We are developing the social individualist meta-context for the future. From the very serious to the extremely frivolous... lets see what is on the mind of the Samizdata people.

Samizdata, derived from Samizdat /n. - a system of clandestine publication of banned literature in the USSR [Russ.,= self-publishing house]

Personal foul, late hit. Fifteen yards, automatic first down

As a citizen-journalist who lives five time zones west of GMT, I am often the last Samizdatan to get a crack at the day’s news. I read Fukuyama’s lame remarks in the WSJ this morning, but by the time I got home to write about it, everyone from Virginia Postrel to the sage of Knoxville to our own Perry de Havilland had already taken the time to thoroughly refute Prof. Fukuyama’s anti-libertarian screed.

But I am going to join the scrum anyway. Fukuyama criticizes the Cato Institute, accusing them of “propound[ing] isolationism in the ’90s, on the ground that global leadership was too expensive.” He points to a Cato analysis from 1991 that rejected the Gulf War on a cost-benefit basis and extrapolates from this one (1) data point that Cato is anti-war. Check out this excerpt from the Cato Handbook for the 105th Congress, which was written well in advance of 9/11. The authors criticize the lackluster response to previous state-sponsored terrorist attacks against the US (Khobar Towers, the USS Cole, etc.) and argue that state sponsored terrorism against the US should be treated as a matter of war and not as a criminal justice / extradition matter.

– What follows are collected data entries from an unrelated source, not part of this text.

PR #1872, opened 2019-02-05
Fixing Deleted aware tests

shreymahendru:
fixing deletedAware tests 
and fixing a bug in PermissionedPropertyDAO.js, where `find` instead of `find_` is being called on the delegate. This causes the delegates to get the system context and not the user context.

### DIFF
--- a/src/foam/nanos/auth/DeletedAwareDAOTest.js
+++ b/src/foam/nanos/auth/DeletedAwareDAOTest.js
@@ -44,9 +44,7 @@ foam.CLASS({
       ],
       javaCode: `
         DAO delegate = new MDAO(DeletedAwareDummy.getOwnClassInfo());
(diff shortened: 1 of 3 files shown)


src/foam/nanos/auth/DeletedAwareDAOTest.js
```diff
@@ -44,9 +44,7 @@ foam.CLASS({
       ],
       javaCode: `
         DAO delegate = new MDAO(DeletedAwareDummy.getOwnClassInfo());
-        DAO dao = (DAO) new DeletedAwareDAO.Builder(x)
-          .setDelegate(delegate)
-          .build();
+        DAO dao = (DAO) new DeletedAwareDAO(x, delegate);
```
jlhughes, line 47: Here is an example where the js is preferred, as the builder is so helpful for configuration.

jlhughes (approved):

PR #1876, opened 2019-02-06
deleted aware changes

shreymahendru:


src/foam/nanos/auth/DeletedAwareDAO.java
```diff
@@ -90,15 +83,9 @@ public void removeAll_(X x, long skip, long limit, Comparator order, Predicate p
     getDelegate().select_(x, new RemoveSink(x, this), skip, limit, order, predicate);
   }
 
-  public boolean canReadDeleted(X x, FObject obj) {
+  public boolean canReadDeleted(X x) {
     String deletePermission =  name_ + ".read.deleted";
```
kgrgreer, line 87: In a new PR, make this value be an instance variable. No use creating new garbage on every call.

shreymahendru: Sorry that was ugly. I forgot to change that

PR #1878, opened 2019-02-06
Java Promised axiom generation

mcarcaso:
Also does a bunch of flagging and makes java generation respect flags.


mcarcaso:
Since the test gets mangled by the journal, here's what it looks like:
```
promisedDAO = new foam.dao.PromisedDAO.Builder(x)
  .setOf(foam.nanos.auth.Country.getOwnClassInfo())
  .build();

new Thread() {
  public void run() {
    mdao = new foam.dao.MDAO(foam.nanos.auth.Country.getOwnClassInfo());
    country = new foam.nanos.auth.Country();
    country.setCode("CN");
    country.setName("CHINA");
    mdao.put(country);
    promisedDAO.setPromise(mdao);
  }
}.start();

test(promisedDAO.select().getArray().size() == 1, "DAO has 1 element");
```

PR #1879, opened 2019-02-06
add switch demo

hchoura:


src/com/foamdev/demos/switch/Controller.js
```diff
@@ -0,0 +1,55 @@
+/**
+ * @license
+ * Copyright 2019 The FOAM Authors. All Rights Reserved.
+ * http://www.apache.org/licenses/LICENSE-2.0
+ */
+
+foam.CLASS({
```
kgrgreer, line 9: Document what this is demonstrating.

src/com/foamdev/demos/switch/Controller.js
```diff
@@ -0,0 +1,57 @@
...
+        //other manner to present the data.
+        /*choices: [
+          ['selOpt1','option 1' ] ,
+          ['selOpt2','option 2' ],
+          ['selOpt3','option 3' ]
+        ]*/
+      },
+    },
+    {
+      name: 'setNameHere',
```
kgrgreer: What is this property for? I think it confuses the example.

hchoura: This is a slot.
This property allow to add functionality to the ChoiceView.

src/com/foamdev/demos/switch/Controller.js
```diff
@@ -0,0 +1,57 @@
...
+ * http://www.apache.org/licenses/LICENSE-2.0
+ */
+
+// This example demonstrate the manner to use ChoiceView (combobox) in FOAM
+
+foam.CLASS({
+  package: 'com.foamdev.demos.switch',
+  name: 'Controller',
+  extends: 'foam.u2.Controller',// it will automatically exports: ['this as data']
+  //extends: 'foam.u2.Element',
```
kgrgreer: remove this line

src/com/foamdev/demos/switch/Controller.js
```diff
@@ -0,0 +1,57 @@
...
+  //you can avoid extending any model to get the default model presentation
+
+  //exports: [ 'as data' ],
```
kgrgreer: remove

src/com/foamdev/demos/switch/Controller.js
kgrgreer: I don't understand how this works.

hchoura: Since we can pass an Array of [value, text] choices. This property will show the text. ( In this case, it is just to present the feature).

PR #1882, opened 2019-02-07
add data binding example

hchoura:


src/com/foamdev/demos/dataBinding/Controller.js
```diff
@@ -0,0 +1,94 @@
...
+      this.start('div').add('Invoice:').end().
+      start('div').add('Quantity: ').
+        start(this.QTY).attrs({
+          onKey: true
+        }).end().
+      end(). //or start('div').add('Quantity: ').add(this.QTY).end().
+      start('div').add('Costs: ').add(this.COST).end().     
+      start('div').add('Total: ').add(this.TOT).end().
+      start('div').add('Total :',
+        /*foam.core.ExpressionSlot.create({
```
kgrgreer: delete this code if not used
maybe add some comments to explain this is an alternate approach to using the expression

PR #1884, opened 2019-02-07
add applying a css style to an element

hchoura:
TODO apply the css style (color) just for the clicked element.


src/com/foamdev/demos/addCssToClass/Controller.js
```diff
@@ -0,0 +1,83 @@
...
+      name: 'selectedAnimal',
+      value: 'cat'
+    },
+    'data',
+    {
+      // class: 'String',
+      name: 'colorStyle',
+      value: 'red',
+      expression: function(colorStyle) {
+        return this.myClass(true ? 'color' : 'red' ? 'color' : 'green');
```
kgrgreer: This expression looks strange. Won't it always just return 'color'?

PR #1885, opened 2019-02-07
Bootstrap

hchoura:


src/com/foamdev/demos/bootstrap/ControllerForms.js
```diff
@@ -0,0 +1,194 @@
...
+ */
+
+foam.CLASS({
+  package: 'com.foamdev.demos.bootstrap',
+  name: 'ControllerForms',
+  extends: 'foam.u2.Element',
+
+  exports: [ 'as data' ],
+
+  imports: [ 'window' ], //To add bootstrap JavaScript
```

While Harry Browne and some other libertarians have elevated their antiwar rhetoric since 9/11, the Cato Institute has done no such thing. Consider these words from longtime Cato analyst (now their VP) Ted Galen Carpenter, posted to the site on 9/11:

The first order of business must be to determine who is responsible for these terrible acts and to order appropriate retaliation. Terrorist assaults of this magnitude should be treated as an act of war against the United States, not merely as a criminal justice matter. The President should immediately seek the full authorization of Congress to use whatever military force is necessary against the guilty parties. If the perpetrator is a government, the objective of the United States should be nothing less than the removal of that government. If the perpetrator is a terrorist organization without government sponsorship, the objective of the United States should be to track down and eliminate the members of that organization.

Fukuyama would have us believe that Cato thinks we ought to hold hands in a big circle and sing “Come on people now, smile on your brother” by Jessie Collin Young and the Youngbloods. Pacifism and isolationism are not the mainstream libertarian opinion by any stretch of the imagination, but it makes a convenient straw-man for Fukuyama to direct his puffery.